Doch darum geht es in weiten Teilen der Social Media Kommunikation gar nicht. Einige der Gruppen vor Ort haben augenscheinlich auch gar kein Interesse daran, sich vor Ort in die bestehenden Katastrophenschutzkräfte eingliedern zu lassen. Von einer ganz besonderen Gruppe wusste dann die Polizei Koblenz zu berichten. Am gestrigen Dienstag (21.07.2021) schrieb die Polizei auf Social Media:

Uns ist bekannt, dass sich aktuell Rechtsextremisten als „Kümmerer vor Ort“ ausgeben. Wir haben die Lage in Bezug darauf genauestens im Blick und mit zahlreichen Polizisten vor Ort. Polizeiliche Maßnahmen brauchen allerdings immer eine Rechtsgrundlage. Solange nicht gegen geltendes Recht verstoßen wird, haben wir als Polizei keine Handhabe. Wir werden in Abstimmung mit der technischen Einsatzleitung mit aller Entschiedenheit gegen Menschen einschreiten, die unter dem Anschein von Hilfe die Lage für politische Zwecke missbrauchen.

Der gezielt gesetzte Keil

Mittlerweile wird sehr deutlich: Hier wird in der Kommunikation auf Social Media gezielt ein Keil gesetzt. Durch diese Kommunikation wird ein dysfunktionaler oder repressiver Staat gezeichnet und auf der Gegenseitige ein romantisiertes Bild der selbstorganisierten Retter mit politischer Botschaft inszeniert. Wir finden ein bewusst falsch romantisch verzerrtes Bild von selbstinitiierten Helfern vor. Diese stammen aus dem völkischen, teils rechtsextremen, aber auch aus dem Querdenker Milieu.

Aber natürlich finden wir auch Menschen, die Aufgrund dieser Darstellungen eine ehrliche Hilfe leisten wollen. Wir müssen auch ganz klar trennen und hier den Anlass der Hilfe bewerten: Will ich helfen um der Hilfe willen oder will ich einfach nur vor Ort sein, um eine politische Agenda zu verbreiten?  Und Hetze und Falschaussagen zu verbreiten, um die Menschen zu verunsichern oder gar aufzustacheln, ist ein enormes Problem. Dadurch findet eine Spaltung der Bevölkerung statt, die sich in der dazugehörigen Diskussion auf Social Media ebenfalls erkennen lässt.

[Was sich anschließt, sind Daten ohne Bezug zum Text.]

PR #293, opened 2024-11-27
[15.0][ADD] sale_report_salesperson_from_partner: New module

pilarvargas-tecnativa:
cc @Tecnativa TT51908

@pedrobaeza Can you check if the nomenclatures are correct? Thanks!


sale_report_salesperson_from_partner/report/sale_report.py
```diff
@@ -0,0 +1,20 @@
+from odoo import fields, models
+
+
+class SaleReport(models.Model):
+    _inherit = "sale.report"
+
+    commercial_user_id = fields.Many2one(
```
pedrobaeza:
```suggestion
    user_id_from_partner = fields.Many2one(
```

I discarded `partner_user_id`, as it can be interpreted as "the partner of the user".

pilarvargas-tecnativa: How about user_from_partner_id?

pedrobaeza: Yes, better to keep conventions, thanks.

pedrobaeza (approved):
Tested on runboat + code review

sergio-teruel (changes requested):
Where is the salesperson partner filter?
And the translation?

sale_report_salesperson_from_partner/views/sale_report_views.xml
```diff
@@ -0,0 +1,16 @@
...
+        <field name="inherit_id" ref="sale.view_order_product_search" />
+        <field name="model">sale.report</field>
+        <field name="arch" type="xml">
+            <filter name="User" position="before">
+                <filter
+                    string="Salesperson from Partner"
+                    name="user_from_partner_id"
+                    context="{'group_by':'user_from_partner_id'}"
+                />
+            </filter>
```
carlosdauden, line 16: You can add `<field name=‘user_from_partner_id’` to facilitate the search by this field.

pilarvargas-tecnativa:
> Where is the salesperson partner filter? And the translation?

I had left the translations to the end because of the modifications, especially the nomenclature. The complete flow is now as it is done with the commercial order. Please have a look at it. Thanks!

Ich für meinen Teil habe bisher noch nie erlebt, dass Rettungskräfte und Katastrophenschutz gezielt schlecht geredet worden sind. Das ist im Umfang der Flutkatastrophe mir gegenüber zum ersten Mal aufgetaucht. Neben Falschmeldungen sind auch eine Menge subjektiver Ansichten unterwegs, welche die Arbeit der KatS-Kräfte kritisieren. Natürlich liegt das auch in der Natur von Social Media, dass nun auf einmal jeder von uns zum Sender werden kann und Inhalte verbreiten kann. Das geschieht zu der Flutwasserkatastrophe in Deutschland in diesem Umfang zum ersten Mal.

Das schlimme ist: Alles auf dem Rücken der Geschädigten. Von diesen Kommunikationsstrategien haben die Leute, die in den Fluten alles verloren haben, gar nichts.